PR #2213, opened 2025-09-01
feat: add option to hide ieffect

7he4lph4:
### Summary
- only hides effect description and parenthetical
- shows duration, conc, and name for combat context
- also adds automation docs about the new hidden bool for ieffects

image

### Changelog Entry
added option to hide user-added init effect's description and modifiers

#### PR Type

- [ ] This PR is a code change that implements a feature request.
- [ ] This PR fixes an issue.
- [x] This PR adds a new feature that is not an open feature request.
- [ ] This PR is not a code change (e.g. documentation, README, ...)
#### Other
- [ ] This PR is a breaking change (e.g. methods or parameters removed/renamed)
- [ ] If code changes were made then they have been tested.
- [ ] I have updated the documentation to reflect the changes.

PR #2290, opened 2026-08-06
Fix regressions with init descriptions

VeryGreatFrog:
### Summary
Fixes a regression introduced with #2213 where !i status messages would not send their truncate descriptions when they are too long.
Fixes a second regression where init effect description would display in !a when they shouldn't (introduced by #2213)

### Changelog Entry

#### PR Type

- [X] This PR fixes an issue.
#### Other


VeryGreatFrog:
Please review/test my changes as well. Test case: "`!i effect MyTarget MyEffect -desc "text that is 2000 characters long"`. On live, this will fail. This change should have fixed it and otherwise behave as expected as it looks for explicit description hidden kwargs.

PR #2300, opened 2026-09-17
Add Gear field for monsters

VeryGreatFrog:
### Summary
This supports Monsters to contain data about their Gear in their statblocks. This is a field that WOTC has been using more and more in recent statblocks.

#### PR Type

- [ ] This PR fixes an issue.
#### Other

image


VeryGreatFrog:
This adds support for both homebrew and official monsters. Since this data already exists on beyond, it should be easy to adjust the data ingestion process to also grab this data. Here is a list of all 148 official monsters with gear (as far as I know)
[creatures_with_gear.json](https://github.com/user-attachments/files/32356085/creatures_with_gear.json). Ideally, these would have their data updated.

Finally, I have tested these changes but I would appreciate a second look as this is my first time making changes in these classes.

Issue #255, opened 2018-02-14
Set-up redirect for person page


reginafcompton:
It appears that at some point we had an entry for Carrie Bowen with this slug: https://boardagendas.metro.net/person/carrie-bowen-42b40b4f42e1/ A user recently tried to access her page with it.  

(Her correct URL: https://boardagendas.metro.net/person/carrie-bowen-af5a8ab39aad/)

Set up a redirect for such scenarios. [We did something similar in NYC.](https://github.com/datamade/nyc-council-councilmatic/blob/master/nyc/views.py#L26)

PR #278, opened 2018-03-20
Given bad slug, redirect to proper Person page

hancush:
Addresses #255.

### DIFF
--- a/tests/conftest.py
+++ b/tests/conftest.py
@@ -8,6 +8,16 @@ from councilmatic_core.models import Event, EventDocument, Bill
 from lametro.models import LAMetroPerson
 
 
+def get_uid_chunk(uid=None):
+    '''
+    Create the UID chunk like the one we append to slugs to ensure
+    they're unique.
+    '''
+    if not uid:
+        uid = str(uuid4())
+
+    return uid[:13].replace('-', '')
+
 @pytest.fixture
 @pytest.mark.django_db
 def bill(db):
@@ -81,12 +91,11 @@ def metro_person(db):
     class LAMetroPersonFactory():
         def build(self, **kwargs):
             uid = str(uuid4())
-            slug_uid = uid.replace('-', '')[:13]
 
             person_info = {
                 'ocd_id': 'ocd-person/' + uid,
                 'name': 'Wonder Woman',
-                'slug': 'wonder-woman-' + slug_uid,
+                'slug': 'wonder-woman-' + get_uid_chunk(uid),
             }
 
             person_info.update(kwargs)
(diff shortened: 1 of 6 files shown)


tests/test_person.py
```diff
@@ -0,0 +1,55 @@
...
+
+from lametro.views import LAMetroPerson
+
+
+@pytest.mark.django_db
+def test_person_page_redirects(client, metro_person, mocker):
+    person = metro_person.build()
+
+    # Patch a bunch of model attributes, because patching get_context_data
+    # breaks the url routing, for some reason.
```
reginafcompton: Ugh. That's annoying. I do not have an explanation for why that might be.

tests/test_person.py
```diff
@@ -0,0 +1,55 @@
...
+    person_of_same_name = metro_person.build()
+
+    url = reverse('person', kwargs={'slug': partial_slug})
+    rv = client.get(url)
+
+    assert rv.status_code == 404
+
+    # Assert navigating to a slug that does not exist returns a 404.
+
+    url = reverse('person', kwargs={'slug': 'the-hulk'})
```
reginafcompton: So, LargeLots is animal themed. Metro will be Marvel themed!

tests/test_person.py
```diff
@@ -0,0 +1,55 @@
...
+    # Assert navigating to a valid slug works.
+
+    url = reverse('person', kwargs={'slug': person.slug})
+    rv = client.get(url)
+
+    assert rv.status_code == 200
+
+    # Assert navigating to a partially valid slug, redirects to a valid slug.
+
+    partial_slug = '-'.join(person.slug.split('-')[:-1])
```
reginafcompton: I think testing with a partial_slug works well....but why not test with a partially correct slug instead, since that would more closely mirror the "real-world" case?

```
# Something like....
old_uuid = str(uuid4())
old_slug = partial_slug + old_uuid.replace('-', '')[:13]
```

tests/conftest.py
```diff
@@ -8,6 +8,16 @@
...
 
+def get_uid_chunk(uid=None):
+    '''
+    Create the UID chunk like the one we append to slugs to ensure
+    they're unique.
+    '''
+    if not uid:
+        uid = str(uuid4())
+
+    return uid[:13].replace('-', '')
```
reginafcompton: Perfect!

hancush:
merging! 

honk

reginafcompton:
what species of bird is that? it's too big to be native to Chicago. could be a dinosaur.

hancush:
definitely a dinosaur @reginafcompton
· · ·
» YOUR GOAL
Lines with the word "reginafcompton": copy each one from the data above.

» YOUR SOLUTION
reginafcompton:
reginafcompton: Ugh. That's annoying. I do not have an explanation for why that might be.
reginafcompton: So, LargeLots is animal themed. Metro will be Marvel themed!
reginafcompton: I think testing with a partial_slug works well....but why not test with a partially correct slug instead, since that would more closely mirror the "real-world" case?
reginafcompton: Perfect!
reginafcompton:
definitely a dinosaur @reginafcompton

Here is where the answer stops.